Below are the records; print them all without any alteration.
◆ ◆ ◆
PR #210, opened 2023-06-29
Add support for the `tokenizers` package

danieldk:
## Description

This change adds support for the `tokenizers` package. We started implementing support for reading `tokenizer.json` files. However, fully supporting this format is currently not our focus, so instead we use the `tokenizers` package to support these tokenizers.

To support this, the class hierarchy needs to be restructed a bit:

* The original `Tokenizer` class is split into two classes: `TokenizerBase` defines the interface for tokenizers. `LegacyTokenizer` implements the interface for our original tokenizers.
* The new `Tokenizer` class it the `tokenizers`-based tokenizer. This tokenizer has a prominent name, because going forward it will be the preferred/default tokenizer.

### Types of change

Feature

## Checklist


curated_transformers/tokenization/tokenizer.py
```diff
@@ -73,6 +83,172 @@ def padded_tensor(self, *, padding_id: int, pad_left: bool = False):
...
+            seq_pieces = []
+
+            for chunk in seq:
+                if isinstance(chunk, MergedSpecialPieceChunk):
+                    piece_id = self.tokenizer.token_to_id(chunk.piece)
+                    seq_ids.append(piece_id)
+                    seq_pieces.append(chunk.piece)
+                else:
+                    encoding = self.tokenizer.encode(
+                        chunk.text,  # add_special_tokens=False
```
shadeMe, line 204: Intentionally commented out?

setup.cfg
```diff
@@ -16,6 +16,7 @@ python_requires = >=3.8
 install_requires =
     curated-tokenizers>=0.0.7,<0.1.0
     huggingface-hub>=0.14
+    tokenizers
```
shadeMe, line 19: No pins on this requirement?

curated_transformers/tokenization/tokenizer.py
```diff
@@ -73,6 +83,172 @@ def padded_tensor(self, *, padding_id: int, pad_left: bool = False):
...
+
+        decoded = [clean_up_decoded_string_like_hf(string) for string in decoded]
+
+        return decoded
+
+    def encode(
+        self, input: Union[Iterable[InputChunks], Iterable[str]]
+    ) -> PiecesWithIds:
+        input = cast(Union[List[InputChunks], List[str]], list(input))
+        if isinstance(input[0], str):
```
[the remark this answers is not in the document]
danieldk: I find these decision difficult, one could argue that this is the role of type checking. But in this case the errors are really ugly if you use incorrect input, so I added validation.

curated_transformers/tokenization/tokenizer.py
danieldk: I think that was probably during debugging, removed comment.

setup.cfg
danieldk: Set the lower version to the current version.

shadeMe (approved):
◆ ◆ ◆
▶ **Result below**:
PR #210, opened 2023-06-29
Add support for the `tokenizers` package

danieldk:
## Description

This change adds support for the `tokenizers` package. We started implementing support for reading `tokenizer.json` files. However, fully supporting this format is currently not our focus, so instead we use the `tokenizers` package to support these tokenizers.

To support this, the class hierarchy needs to be restructed a bit:

* The original `Tokenizer` class is split into two classes: `TokenizerBase` defines the interface for tokenizers. `LegacyTokenizer` implements the interface for our original tokenizers.
* The new `Tokenizer` class it the `tokenizers`-based tokenizer. This tokenizer has a prominent name, because going forward it will be the preferred/default tokenizer.

### Types of change

Feature

## Checklist


curated_transformers/tokenization/tokenizer.py
```diff
@@ -73,6 +83,172 @@ def padded_tensor(self, *, padding_id: int, pad_left: bool = False):
...
+            seq_pieces = []
+
+            for chunk in seq:
+                if isinstance(chunk, MergedSpecialPieceChunk):
+                    piece_id = self.tokenizer.token_to_id(chunk.piece)
+                    seq_ids.append(piece_id)
+                    seq_pieces.append(chunk.piece)
+                else:
+                    encoding = self.tokenizer.encode(
+                        chunk.text,  # add_special_tokens=False
```
shadeMe, line 204: Intentionally commented out?

setup.cfg
```diff
@@ -16,6 +16,7 @@ python_requires = >=3.8
 install_requires =
     curated-tokenizers>=0.0.7,<0.1.0
     huggingface-hub>=0.14
+    tokenizers
```
shadeMe, line 19: No pins on this requirement?

curated_transformers/tokenization/tokenizer.py
```diff
@@ -73,6 +83,172 @@ def padded_tensor(self, *, padding_id: int, pad_left: bool = False):
...
+
+        decoded = [clean_up_decoded_string_like_hf(string) for string in decoded]
+
+        return decoded
+
+    def encode(
+        self, input: Union[Iterable[InputChunks], Iterable[str]]
+    ) -> PiecesWithIds:
+        input = cast(Union[List[InputChunks], List[str]], list(input))
+        if isinstance(input[0], str):
```
[the remark this answers is not in the document]
danieldk: I find these decision difficult, one could argue that this is the role of type checking. But in this case the errors are really ugly if you use incorrect input, so I added validation.

curated_transformers/tokenization/tokenizer.py
danieldk: I think that was probably during debugging, removed comment.

setup.cfg
danieldk: Set the lower version to the current version.

shadeMe (approved):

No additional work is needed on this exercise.